Search code examples
pythongoogle-cloud-dataflowapache-beamparquet

How to tell which file a record came from when reading multiple parquet files with google cloud dataflow


I have a requirement to be able to trace lineage back to an individual parquet file, and to be able to perform bulk loads, say to replay a few years of parquet files if a defect was to be discovered in the dataflow.

After many attempts, the following works for the bulk loads, where options.input is a RuntimeValueProvider and SplitFn just yields str.split():

with beam.Pipeline(options=PipelineOptions(), argv=args) as p:
    mainPipe = p \
        | 'CSV of URIs' >> beam.Create([options.input]) \
        | 'Split URIs into records' >> beam.ParDo(SplitFn(',')) \
        | "Read Parquet" >> beam.io.parquetio.ReadAllFromParquet(columns=[k for k in fields.keys()]) 

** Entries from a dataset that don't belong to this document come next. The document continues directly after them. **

Issue #133, opened 2016-08-31
Make installation automatable


LouisKottmann:
Hello,

Right now when I run `bundle exec appsignal install $APPSIGNAL_KEY` it asks me a bunch of questions that we'd like Ops to handle and not Devs (especially in the case of many apps).

However `bundle exec appsignal install --help` does not offer an option to do this via flags or environment variables, and reading [install.rb](lib/appsignal/cli/install.rb) I don't think it is possible at all for now.

Would you consider adding flags to the `install` action (or reading env vars, whatever works for you)?

Regards

thijsc:
Hi Louis, thanks for trying AppSignal!

Actually one of the questions the installer asks is wether you'd like to use env vars. If you choose that option it will output a list of env vars you can send to your ops person.

This is just for convenience, AppSignal is fully configurable through the environment. You can find the options here: http://docs.appsignal.com/gem-settings/configuration.html

Does that help?

LouisKottmann:
So if I specify these env vars I don't have to run `bundle exec appsignal install`?

thijsc:
That's correct. The installer is just a convenient way to get a config, using it is optional.

LouisKottmann:
Alright thanks!

PR #1037, opened 2024-02-04
Monitor serving of Rack response bodies

julik:
Some work might be getting done within a Rack response body. For example, when ActionController::Streaming is used, or when a Rack app elects to stream a response.

The Rack SPEC doc actually defines the behavior in sufficient detail to wrap this into the same Appsignal transaction.

The Rails instrumentation may also inherit from the more generic one as most methods and constants are shared then

## To do

- [x] Add a changeset before merge

### DIFF
--- a/lib/appsignal/rack/body_wrapper.rb
+++ b/lib/appsignal/rack/body_wrapper.rb
@@ -31,7 +31,7 @@ module Appsignal
           # this is not going to work since the SPEC says that if both are available,
           # `each` should be used and `call` should be ignored.
           # So for that case we can drop by to our default EnumerableBodyWrapper
-          CallableBodyWrapper.new(original_body, appsignal_transaction_or_nil)
+          CallableBodyWrapper.new(original_body, appsignal_transaction)
         else
           EnumerableBodyWrapper.new(original_body, appsignal_transaction)
         end
--- a/lib/appsignal/rack/body_wrapper.rb
+++ b/lib/appsignal/rack/body_wrapper.rb
@@ -42,7 +42,9 @@ module Appsignal
         # The @body_already_closed check is needed so that if `to_ary`
         # of the body has already closed itself (as prescribed) we do not
         # attempt to close it twice
-        @body.close if !@body_already_closed && @body.respond_to?(:close)
+        if !@body_already_closed && @body.respond_to?(:close)
+          Appsignal.instrument("process_action.response_body_close") { @body.close }
+        end
         @body_already_closed = true
       rescue Exception => error # rubocop:disable Lint/RescueException
         @transaction&.set_error(error)
@@ -74,7 +76,7 @@ module Appsignal
         # in a blockless way it is still a good idea to have it in place.
         return enum_for(:each) unless block_given?
 
-        @body.each(&blk)
+        Appsignal.instrument("process_action.response_body_each") { @body.each(&blk) }
       rescue Exception => error # rubocop:disable Lint/RescueException
         @transaction&.set_error(error)
         raise error
@@ -91,7 +93,7 @@ module Appsignal
       def call(stream)
         # `stream` will be closed by the app we are calling, no need for us
         # to close it ourselves
-        @body.call(stream)
+        Appsignal.instrument("process_action.response_body_call") { @body.call(stream) }
       rescue Exception => error # rubocop:disable Lint/RescueException
         @transaction&.set_error(error)
         raise error
@@ -110,7 +112,7 @@ module Appsignal
     class ArrayableBodyWrapper < EnumerableBodyWrapper
       def to_ary
         @body_already_closed = true
-        @body.to_ary
+        Appsignal.instrument("process_action.response_body_to_ary") { @body.to_ary }
       rescue Exception => error # rubocop:disable Lint/RescueException
         @transaction&.set_error(error)
         raise error
@@ -131,7 +133,7 @@ module Appsignal
     # pass that file to the downstream webserver for sending using X-Sendfile
     class PathableBodyWrapper < EnumerableBodyWrapper
       def to_path
-        @body.to_path
+        Appsignal.instrument("process_action.response_body_to_path") { @body.to_path }
       rescue Exception => error # rubocop:disable Lint/RescueException
         @transaction&.set_error(error)
         raise error
--- a/lib/appsignal/rack/body_wrapper.rb
+++ b/lib/appsignal/rack/body_wrapper.rb
@@ -4,7 +4,7 @@ module Appsignal
   # @api private
   module Rack
     class BodyWrapper
-      def self.wrap(original_body, appsignal_transaction_or_nil)
+      def self.wrap(original_body, appsignal_transaction)
         # The logic of how Rack treats a response body differs based on which methods
         # the body responds to. This means that to support the Rack 3.x spec in full
         # we need to return a wrapper which matches the API of the wrapped body as closely
@@ -21,13 +21,13 @@ module Appsignal
         # This comment https://github.com/rails/rails/pull/49627#issuecomment-1769802573
         # is of particular interest to understand why this has to be somewhat complicated.
         if original_body.respond_to?(:to_path)
-          PathableBodyWrapper.new(original_body, appsignal_transaction_or_nil)
+          PathableBodyWrapper.new(original_body, appsignal_transaction)
         elsif original_body.respond_to?(:to_ary)
-          ArrayableBodyWrapper.new(original_body, appsignal_transaction_or_nil)
+          ArrayableBodyWrapper.new(original_body, appsignal_transaction)
         elsif !original_body.respond_to?(:each) && original_body.respond_to?(:call)
-          CallableBodyWrapper.new(original_body, appsignal_transaction_or_nil)
+          CallableBodyWrapper.new(original_body, appsignal_transaction)
         else
-          EnumerableBodyWrapper.new(original_body, appsignal_transaction_or_nil)
+          EnumerableBodyWrapper.new(original_body, appsignal_transaction)
         end
       end
 
@@ -47,15 +47,19 @@ module Appsignal
         end
         @body_already_closed = true
       rescue Exception => error # rubocop:disable Lint/RescueException
-        @transaction&.set_error(error)
+        @transaction.set_error(error)
         raise error
       ensure
+        complete_transaction!
+      end
+
+      def complete_transaction!
         # We need to call the Transaction class method and not
         # @transaction.complete because the transaction is still
         # thread-local and it needs to remove itself from the
         # thread variables correctly, which does not happen on
         # Transaction#complete.
-        Appsignal::Transaction.complete_current! if @transaction
+        Appsignal::Transaction.complete_current! unless @transaction.nil_transaction?
       end
     end
 
@@ -78,7 +82,7 @@ module Appsignal
 
         Appsignal.instrument("response_body_each.rack") { @body.each(&blk) }
       rescue Exception => error # rubocop:disable Lint/RescueException
-        @transaction&.set_error(error)
+        @transaction.set_error(error)
         raise error
       end
     end
@@ -95,7 +99,7 @@ module Appsignal
         # to close it ourselves
         Appsignal.instrument("response_body_call.rack") { @body.call(stream) }
       rescue Exception => error # rubocop:disable Lint/RescueException
-        @transaction&.set_error(error)
+        @transaction.set_error(error)
         raise error
       end
     end
@@ -114,18 +118,12 @@ module Appsignal
         @body_already_closed = true
         Appsignal.instrument("response_body_to_ary.rack") { @body.to_ary }
       rescue Exception => error # rubocop:disable Lint/RescueException
-        @transaction&.set_error(error)
+        @transaction.set_error(error)
         raise error
       ensure
         # We do not call "close" on ourselves as the only action
         # we need to complete is completing the transaction.
-        #
-        # We need to call the Transaction class method and not
-        # @transaction.complete because the transaction is still
-        # thread-local and it needs to remove itself from the
-        # thread variables correctly, which does not happen on
-        # Transaction#complete.
-        Appsignal::Transaction.complete_current! if @transaction
+        complete_transaction!
       end
     end
 
@@ -135,7 +133,7 @@ module Appsignal
       def to_path
         Appsignal.instrument("response_body_to_path.rack") { @body.to_path }
       rescue Exception => error # rubocop:disable Lint/RescueException
-        @transaction&.set_error(error)
+        @transaction.set_error(error)
         raise error
       end
     end
--- a/lib/appsignal/rack/body_wrapper.rb
+++ b/lib/appsignal/rack/body_wrapper.rb
@@ -1,0 +1,128 @@
+# frozen_string_literal: true
+
+module Appsignal
+  # @api private
+  module Rack
+    class BodyWrapper
+      def self.wrap(original_body, appsignal_transaction_or_nil)
+        # The logic of how Rack treats a response body differs based on which methods
+        # the body responds to. This means that to support the Rack 3.x spec in full
+        # we need to return a wrapper which matches the API of the wrapped body as closely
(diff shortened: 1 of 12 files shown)


julik:
@tombruijn @jeffkreeftmeijer this is a draft - wanted to ask you what you think. I have encountered in a few cases that this would be very useful, as currently streaming (or non-presized) bodies elide the instrumentation _and_ (more importantly) do not send errors.

julik:
This will invariably move things closer for https://github.com/appsignal/appsignal-ruby/issues/329 too

tombruijn:
Hi @julik, this change is looking good so far 👍 
It would be helpful if you could split the refactor to the generic middleware and the changes to support streaming bodies into separate commits.
A small (rails?) test app that highlights the problem of it not reporting errors would also be helpful for us to review it. We have [a repo with test apps](https://github.com/appsignal/test-setups). You can modify one of the example apps, but a gist or separate repo would also be fine.
We'll handle the deprecation of constants.

julik:
Ok, let me get the PR to the place where all tests pass and all the bodies are tested, then we can take a look how to split it into two commits in a more logical way.

julik:
Limited to just adding the body, LMK if you want the class hierarchy change in a different PR

julik:
I am curious why `transaction.set_http_or_background_queue_start` gets called after calling into the app though, but I don't understand the mechanics well enough.

tombruijn:
> I am curious why `transaction.set_http_or_background_queue_start` gets called after calling into the app though, but I don't understand the mechanics well enough.

It doesn't really matter when it's called. The start time we read comes from a header, which doesn't change during the request. We mostly call it at the end when all the other metadata is also set.

julik:
Okido. This should be good to go now.

tombruijn:
Thanks for the updates!

Do you have an app or some part of a controller that we can test your changes with?

So far, testing it on our [ruby/rails7-sidekiq app](https://github.com/appsignal/test-setups/tree/main/ruby/rails7-sidekiq/app), I'm getting no data from Rails requests.

Getting a lot of these logs from the [transaction initializer](https://github.com/appsignal/appsignal-ruby/blob/4c2845cedf6399b973759e31a539a415d4bb565b/lib/appsignal/transaction.rb#L29-L34), so it's a bit confused at the moment about which transaction is active. This happens when a transaction is being created when another is active, or viewed in another way, when the previous request's transaction hasn't been completed.

> [2024-02-06T13:29:34 (process) #133][DEBUG] Trying to start new transaction with id '01aef6e8-2576-4dce-9d79-777263c44de9', but a transaction with id '78b895a4-778a-41c0-855d-1866b8bf1a5b' is already running. Using transaction '78b895a4-778a-41c0-855d-1866b8bf1a5b'.

lib/appsignal/rack/body_wrapper.rb
```diff
@@ -0,0 +1,128 @@
...
+        # The @body_already_closed check is needed so that if `to_ary`
+        # of the body has already closed itself (as prescribed) we do not
+        # attempt to close it twice
+        @body.close if !@body_already_closed && @body.respond_to?(:close)
+        @body_already_closed = true
+      rescue Exception => error # rubocop:disable Lint/RescueException
+        @transaction&.set_error(error)
+        raise error
+      ensure
+        @transaction&.complete
```
tombruijn, line 51: You need to call `Appsignal::Transaction.complete_current!` so it unsets the current transaction stored in the Thread variable.

https://github.com/appsignal/appsignal-ruby/blob/4c2845cedf6399b973759e31a539a415d4bb565b/lib/appsignal/transaction.rb#L65-L74

julik:
> So far, testing it on our [ruby/rails7-sidekiq app](https://github.com/appsignal/test-setups/tree/main/ruby/rails7-sidekiq/app), I'm getting no data from Rails requests.

I will take a look what it could be. I checked out the repo and I was wondering what API key I should be using if I want to run one of the apps there, and how do the actual requests to the apps get done? does it use Net::HTTP or I am supposed to visit the pages by myself?

> Getting a lot of these logs from the [transaction initializer](https://github.com/appsignal/appsignal-ruby/blob/4c2845cedf6399b973759e31a539a415d4bb565b/lib/appsignal/transaction.rb#L29-L34), so it's a bit confused at the moment about which transaction is active. This happens when a transaction is being created when another is active, or viewed in another way, when the previous request's transaction hasn't been completed.

That's probably the complete bit you mentioned earlier. But why would `Transaction#complete` here not work?

julik:
> Do you have an app or some part of a controller that we can test your changes with? That would help ensure we're reviewing the things your fixing/changing.

I might actually try it with Cheddar briefly 😆  but let me see whether I can get the `complete_current` to work

unflxw:
> what API key I should be using if I want to run one of the apps there

Your organization-level API key should be fine. 

> how do the actual requests to the apps get done?

You go to http://localhost:4001 and click around. These are primarily for manual testing.

julik:
> These are primarily for manual testing

Aight. I'll click around then.

tombruijn:
> > Do you have an app or some part of a controller that we can test your changes with? That would help ensure we're reviewing the things your fixing/changing.
> 
> I might actually try it with Cheddar briefly 😆 but let me see whether I can get the `complete_current` to work

When I changed [the line 51 I commented on in this comment](https://github.com/appsignal/appsignal-ruby/pull/1037#discussion_r1479819517) with `Appsignal::Transaction.complete_current!` it started reporting data.

I hope you see the same behavior in your app. Check the `appsignal.log` file's debug messages. You will need to set the [`log_level` config option](https://docs.appsignal.com/ruby/configuration/options.html#option-log_level) to `debug` to see those logs.

I'd also to test a streaming request hitting this new code.

julik:
@ioquatix apologies for summoning, but could you help me check this? We want the `BodyWrapper` to be compatible across Rack 1, 2 and 3 (and beyond, if at all possible). I followed the tribulations in the rack and rails repo with interest and tried to make the solution ultra-safe here. Is there anything that cold crash here? esp. the semantics of when to call / not to call `body.close`

ioquatix:
This is a tricky thing to implement.

https://github.com/rack/rack/blob/main/lib/rack/body_proxy.rb and similar for older versions of Rack would be the gold standard for "proxy a body".

The expectation is you'd define `#close` and call super if possible, and implement your own logic there too.

Long running responses could run for minutes or hours or longer. Is that okay?

If you want validation, you should test on Rack 1, 2 and 3, using `Rack::Lint`.

julik:
Thanks for your input @ioquatix it does seem that with the fact that we need to `rescue` to capture errors correctly the implementation that I came up with is not as overkill as it seemed.

julik:
@tombruijn this is ready to go as far as I am concerned. Does lintje have an autofix option? I've added test code to https://github.com/appsignal/test-setups/pull/186 but I haven't tested them all, I presume it's all working fine to be honest. If you could give the test setups a second look I would be grateful.

julik:
Also: one could in theory wrap the serving out of the body (what's inside `each`) into an `instrument`, but that's trivial to do at this stage - leaving that decision to you.

julik:
FWIW we've deployed this and looks like it works:

Screen Shot 2024-02-13 at 22 42 08

Screen Shot 2024-02-13 at 22 42 56

This is fairly typical exception occurring in streaming responses. The rest of the application is working perfectly.

julik:
Well those were the famous last words. _Now_ it should be good to go. I can squash the commits before merging.

tombruijn:
Testing with the test apps in PR https://github.com/appsignal/test-setups/pull/187, show the following timeline, which means it's working:

image

Let the review being!

lib/appsignal/rack/generic_instrumentation.rb
```diff
@@ -16,7 +16,8 @@ def call(env)
         if Appsignal.active?
           call_with_appsignal_monitoring(env)
         else
-          @app.call(env)
+          status, headers, obody = @app.call(env)
+          [status, headers, Appsignal::Rack::BodyWrapper.wrap(obody, _transaction = nil)]
```
tombruijn, line 20: A pattern we use is using [`Appsignal::Transaction::NilTransaction`](https://rubydoc.info/gems/appsignal/3.5.6/Appsignal/Transaction/NilTransaction) when no transaction is active when calling `Appsignal::Transaction.current`. Appsignal::Transaction::NilTransaction is * not actually a nil object *, but responds to any method call and ignores it. Which is great for when you don't want your implementation in BodyWrapper to constantly check if the transaction variable is not nil.

Would that work here too, and in the other middlewares where the same thing happens? Pass in `Appsignal::Transaction::NilTransaction.new` and remove all the nil-checks from the BodyWrapper implementation.

lib/appsignal/rack/generic_instrumentation.rb
```diff
@@ -27,19 +28,30 @@ def call_with_appsignal_monitoring(env)
...
+            status, headers, obody = @app.call(env)
+            [status, headers, Appsignal::Rack::BodyWrapper.wrap(obody, transaction)]
           end
         rescue Exception => error # rubocop:disable Lint/RescueException
           transaction.set_error(error)
+          complete_transaction_without_body = true
           raise error
         ensure
-          transaction.set_action_if_nil(env["appsignal.route"] || "unknown")
+          default_action = env["appsignal.route"] || env["appsignal.action"] || "unknown"
```
tombruijn, line 46: We should standardize this to only `appsignal.action` 😬 
We'll do that another time, not in this PR.

lib/appsignal/rack/generic_instrumentation.rb
```diff
@@ -27,19 +28,30 @@ def call_with_appsignal_monitoring(env)
           Appsignal::Transaction::HTTP_REQUEST,
           request
         )
+        # We need to complete the transaction if there is an exception exception inside the `call`
```
tombruijn, line 31:
```suggestion
        # We need to complete the transaction if there is an exception inside the `call`
```

tombruijn (commented):
Looking really good so far! Here's a couple thoughts. Don't feel the need to immediately make changes. Let's first discuss.

lib/appsignal/rack/generic_instrumentation.rb
julik: We could use the `NilTransaction`, sure. What threw me off there was that there would be checks anyway because I don't know what will happen when you call `complete_current!` (or rather: it is possible to find out what happens, but I don't know whether that behaviour is stable) - so `transaction.complete` cannot be used, which would have been nice. If we can remove checks entirely and `complete_current!` will do the thing gracefully - even better.

lib/appsignal/rack/generic_instrumentation.rb
julik: Okay, I will disregard 😆

lib/appsignal/rack/body_wrapper.rb
```diff
@@ -0,0 +1,143 @@
...
+        @transaction = appsignal_transaction
+      end
+
+      # This must be present in all Rack bodies and will be called by the serving adapter
+      def close
+        # The @body_already_closed check is needed so that if `to_ary`
+        # of the body has already closed itself (as prescribed) we do not
+        # attempt to close it twice
+        if !@body_already_closed && @body.respond_to?(:close)
+          Appsignal.instrument("process_action.response_body_close") { @body.close }
```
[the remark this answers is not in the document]
julik: And for the others? `"response_body_each.rack"`, `"response_body_to_a.rack"` and so on?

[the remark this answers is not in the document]
tombruijn: Yes, all `Appsignal.instrument` calls need to be updated.

tombruijn (approved):

lib/appsignal/rack/body_wrapper.rb
```diff
@@ -0,0 +1,141 @@
...
+        complete_transaction!
+      end
+
+      def complete_transaction!
+        # We need to call the Transaction class method and not
+        # @transaction.complete because the transaction is still
+        # thread-local and it needs to remove itself from the
+        # thread variables correctly, which does not happen on
+        # Transaction#complete.
+        Appsignal::Transaction.complete_current! unless @transaction.nil_transaction?
```
tombruijn, line 62: It shouldn't matter if you call `Appsignal::Transaction.complete_current!` when it's a `NilTransaction`.

I think you can leave out the condition.

```suggestion
        Appsignal::Transaction.complete_current!
```

I don't know if there would be a scenario where the given transaction to this wrapper is empty but there is a "current transaction" set on the Thread.

tombruijn:
Let's wait for one more review before merging.

@julik can you fix the last Rubocop issues?

julik:
> @julik can you fix the last Rubocop issues?

Done!

luismiramirez (approved):

unflxw (approved):
Looks good to me! The test setup works fine. I have some minor nitpicks about how the information is presented.

These are very uninformed suggestions, in that I'm not a Rack expert by any means, nor am I familiar with the streaming use case and which information would be useful in it.

That is, if some of the information that I suggest removing is actually useful, feel free to ignore the suggestion.

---

- Instead of `response_body_each`, I think the category name might work better as a verb, like "process_action" or "query"? I'm thinking `stream_response`?
- I don't know whether there's much value on having different category names for each internal implementation of the body (`response_body_each`, `response_body_call`, ...) I feel that this is more likely to confuse folks than to inform them?
- As the cherry on top, it would be nice if the category name wasn't too long -- very long category names eat into the event timeline in the UI.

**Suggestion:** use a single category for all the response body instrumentation blocks (`stream_response.rack`?) and, if the information about the specific implementation that's being used is relevant, add that as part of the title, which shows up on the UI on hover:

```ruby
  Appsignal.instrument(
    "stream_response.rack",
    "Stream response body (#to_path)"
  ) { @body.to_path }
```

--- 

- Regarding the body close event: is this a relevant event to instrument? I believe that this event would _always_ happen right after the body streaming event. Does this event add any information to the event timeline that isn't already added by the finishing time of the body streaming event?

**Suggestion**: do not instrument the call to `.close` on the body.

julik:
> Does this event add any information to the event timeline that isn't already added by the finishing time of the body streaming event?

I'd vouch it does, because there can be operations there which take a long time. For example - deleting temp data, checking in connections into a connection pool, running some kind of `after_commit` activity etc. When Rack middleware gets developed and one needs to reach for the `close` method that method often does some kind of "flushing" or "cleanup" which might be expensive. The absence of a span for it in the waterfall could also indicate that `close` didn't get called, which would be a bug in the webserver.

> use a single category for all the response body instrumentation blocks

I'll leave it to @tombruijn be the judge on that, no objections from me. I separated them so that it would be apparent which response body method got called - this is related to the Rails bugs linked inline from the comments, but no strong opinion.

ioquatix:
Instrumenting `response#close` is probably valuable if you capture it as a span.

tombruijn:
There's a lot of technical stuff in event names now already from libraries like Rails that's not always obvious, but we can make the experience a little easier now that we have the option. The event name should be something `process_response_body.rack` then. We we can add the details about what type in the event title, like "Process Rack response body (#to_path)", unless it's crucial information you need at a glance looking at the timeline.

And let's keep the close event.

@julik can you update the event categories and add the event titles if you agree?

tombruijn:
Event names:
- Close event:
    - Category: `response_body_close.rack`
    - Title: None
- EnumerableBodyWrapper event:
    - Category: `process_response_body.rack`
    - Title: `Process Rack response body (#each)`
- CallableBodyWrapper event:
    - Category: `process_response_body.rack`
    - Title: `Stream response body (#call)`
- ArrayableBodyWrapper event:
    - Category: `process_response_body.rack`
    - Title: `Stream response body (#to_ary)`
- PathableBodyWrapper event:
    - Category: `response_body_to_path.rack`
    - Title: None

I asked Julik a question on Slack about the `to_path` event naming, otherwise I think should be good.

tombruijn:
Thanks for the PR @julik 🎉 This will be included in the next release, which will be a minor version bump. I think we can publish it tomorrow.

tombruijn:
This has been released in Ruby gem 3.6.0 🚀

Unfortunately beam.io.parquetio.ReadAllFromParquet won't say which file each record came from, nor will ReadFromParquet, parquetio's only other function.

Short of leaving Google Cloud Dataflow or teaching the team Java, what can I do load many parquet files at once into BigQuery and know which file each record came from?


Solution

  • Given current API I don't see pre-made solution for this. Although you can solve problem by either:

    • Extending/modifying ReadAllFromParquet to append file name to output.
    • Use BQ tools for import from parquet. I'm not sure they have exactly same scenario though.